### TO DO
Only the total should be returned: the number of lines in the data that hold the string "Source".

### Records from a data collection

PR #20, opened 2023-01-06
Record fork base commit and version in README

kw217:
It's useful for potential users of Pekko to know what version of Akka it corresponds to. This PR adds that info to the README. It also adds the precise commit of the fork, since that's likely to be of interest to us and to others in the future.

I'd like to propose tagging that commit as well, as `akka-fork-base` or similar - do you agree this would be a good idea?

### DIFF
--- a/README.md
+++ b/README.md
@@ -11,6 +11,8 @@ general toolkit for providing and consuming HTTP-based services. While
 interaction with a browser is of course also in scope it is not the primary
 focus of Pekko HTTP.
 
+Pekko HTTP is a fork of [Akka HTTP](https://github.com/akka/akka-http) 10.2.x release, prior to the Akka project's adoption of the Business Source License.
+
 Pekko HTTP follows a rather open design and many times offers several different
 API levels for "doing the same thing". You get to pick the API level of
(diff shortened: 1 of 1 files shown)


pjfanning:
I've added a git tag - see https://github.com/apache/incubator-pekko-http/tags and would be -1 on this PR - I think the tag is enough.

kw217:
Thanks for the tag. Would you accept the PR if I remove the commit link? I think the base version is very important - I just worked it out so I can see whether my current project will be able to move across smoothly or not.

pjfanning:
I'm happy with the current pekko repo text.

```
Pekko is a fork of [Akka](https://github.com/akka/akka) 2.6.x, prior to the Akka project's adoption of the Business Source License.
```

So for pekko-http, we can use.

```
Pekko-Http is a fork of [Akka-Http](https://github.com/akka/akka-http) 10.2.x, prior to the Akka project's adoption of the Business Source License.
```

kw217:
Thanks @pjfanning - done. That, plus the new tag, is sufficient for me :-). Please can you approve the workflow?

pjfanning (approved):

PR #30, opened 2023-01-27
Update scalafmt

mdedetrich:
Updates scalafmt and like with the other pekko projects also adds the scalafmt github action while removing the now unnecessary scalafmt checks in `validate-and-test.yml`


pjfanning (approved):
lgtm

PR #31, opened 2023-01-28
Add git blame ignore revs

mdedetrich:
Similar to pekko core, adds a `.git-blame-ignore-revs` which contains the hashes for the previous scalafmt commits.


pjfanning (approved):
lgtm

PR #43, opened 2023-02-14
Rename akka-http user-agent plus server header to pekko-http

mdedetrich:
Currently the `User-Agent` and server headers are set to `akka-http`, this PR changes it to `pekko-http`.


jrudolph (approved):
lgtm

PR #44, opened 2023-02-14
build: run GHA jobs only on main repository and not on forks

jrudolph:


pjfanning (approved):
lgtm - should help GHA save some money

PR #47, opened 2023-02-14
setup publishing to apache nexus

jrudolph:


mdedetrich (approved):
lgtm. Will also need to add the `DISCLAIMER` file using the sbt-apache-sonatype plugin similarly to how it was done with pekko-core but that can be done seperately.

jrudolph:
> lgtm. Will also need to add the `DISCLAIMER` file using the sbt-apache-sonatype plugin similarly to how it was done with pekko-core but that can be done seperately.

That already seems to be working out of the box!?

mdedetrich:
> > lgtm. Will also need to add the `DISCLAIMER` file using the sbt-apache-sonatype plugin similarly to how it was done with pekko-core but that can be done seperately.
> 
> That already seems to be working out of the box!?

Its implemented manually in https://github.com/apache/incubator-pekko-http/blob/main/project/MetaInfLicenseNoticeCopy.scala#L16-L29 but sbt-apache-sonatype handles this for you as well, see https://github.com/apache/incubator-pekko/blob/main/project/AddMetaInfLicenseFiles.scala#L18-L42 (note that `apacheSonatypeDisclaimerFile` is optional)

jrudolph:
> Its implemented manually in [`main`/project/MetaInfLicenseNoticeCopy.scala#L16-L29](https://github.com/apache/incubator-pekko-http/blob/main/project/MetaInfLicenseNoticeCopy.scala?rgh-link-date=2023-02-14T12%3A45%3A10Z#L16-L29) but sbt-apache-sonatype handles this for you as well, see [apache/incubator-pekko@`main`/project/AddMetaInfLicenseFiles.scala#L18-L42](https://github.com/apache/incubator-pekko/blob/main/project/AddMetaInfLicenseFiles.scala?rgh-link-date=2023-02-14T12%3A45%3A10Z#L18-L42) (note that `apacheSonatypeDisclaimerFile` is optional in the plugin which is why we need to specify it in Pekko projects).
> 
> As mentioned before, this makes sense to do in another PR since its not directly related.

Ah, I see, we could basically simplify. Let's do that later, indeed.

jrudolph:
> Test run at [apache/incubator-pekko-http/actions/runs/4173990714](https://github.com/apache/incubator-pekko-http/actions/runs/4173990714)

which seems to run in general but in this case errored out with a 502 from the Apache Nexus...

### PROBLEM SOLUTION
3